You model has learned how to map one input space to another, that is to say it is itself function approximation, and will likely not know what to for the unseen data.

By not performing the same scaling on the test data, you are introducing systematic errors in the model. This was pointed out in the comments by nanoman - see that comment for a simple transformation example.

To exaggerate the point, imagine you have a language model, translating text from English to French. You apply a single transformation on your English data: you first translate it to Spanish. Now the model is trained to translate Spanish to French, with some accuracy. Now you move on to the test data - still in English - and you do not apply the same transformation as you did to your training data.

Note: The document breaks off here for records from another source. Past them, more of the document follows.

PR #512, opened 2024-05-17
fix: Removed most lag in the live view tab, including when you search

UE4SS:
**Description**

We're now rendering only the objects that are visible to the user instead of the entirety of GUObjectArray.
The result is that most, if not all, of the lag is gone.

~~Note 1: This does not apply to search results, with or without `Apply when not searching` enabled.~~
Note 1: This applies to search results as well, but not while `Apply when not searching` is enabled. 
Note 2: Since the lag problem is gone, I also removed the group system.

**Type of change**

**How Has This Been Tested?**

Start the game (preferably a big one), go the live view and scroll down the list, observe the amount of lag.

**Checklist**


Buckminsterfullerene02:
Oh wow that is way better! All seems to work for me, can't find anything not working as expected.

Buckminsterfullerene02 (approved):

UE4SS:
Gonna hold off a minute on this one.
I realized late last night that we might make this work for search results as well.
Will comment when it's ready for merge.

You are asking the model to translate directly from English to French, instead of Spanish to French, and it is obvious that the results won't be good.

In principal, this idea is the same as with any other model and transformations, just that the impact might not always be so visible i.e. you might get really lucky and not notice a large impact.

The language model might have learnt some elementary linguistics common to all three languages (e.g. overlapping vocabulary or sentence structuring), but we cannot expect the model to perform well, translating English to French.

Practical Note

You should only compute the transformation statistics (e.g. mean and variance for normalisation) only on training data and use these values to then transform the training data itself, and then the same values to transform the test data.

Including the test dataset in the transform computation will allow information to flow from the test data to the train data and therefore to the model that learns from it, thus allowing the model to cheat (introducing a bias).

Also, it is important not to confuse transformations with augmentations. Some "transformations" might be used to synthetically create more training data, but don't have to be used at test time. For example, in computer vision, deleting regions of an image. Test time augmentation is something you could read about.

Extra discussion

More complicated models (ones with many many more parameters) might be able to perform some kind of interpolation, especially if your dataset if N-dimensions with a large N (e.g. > 10).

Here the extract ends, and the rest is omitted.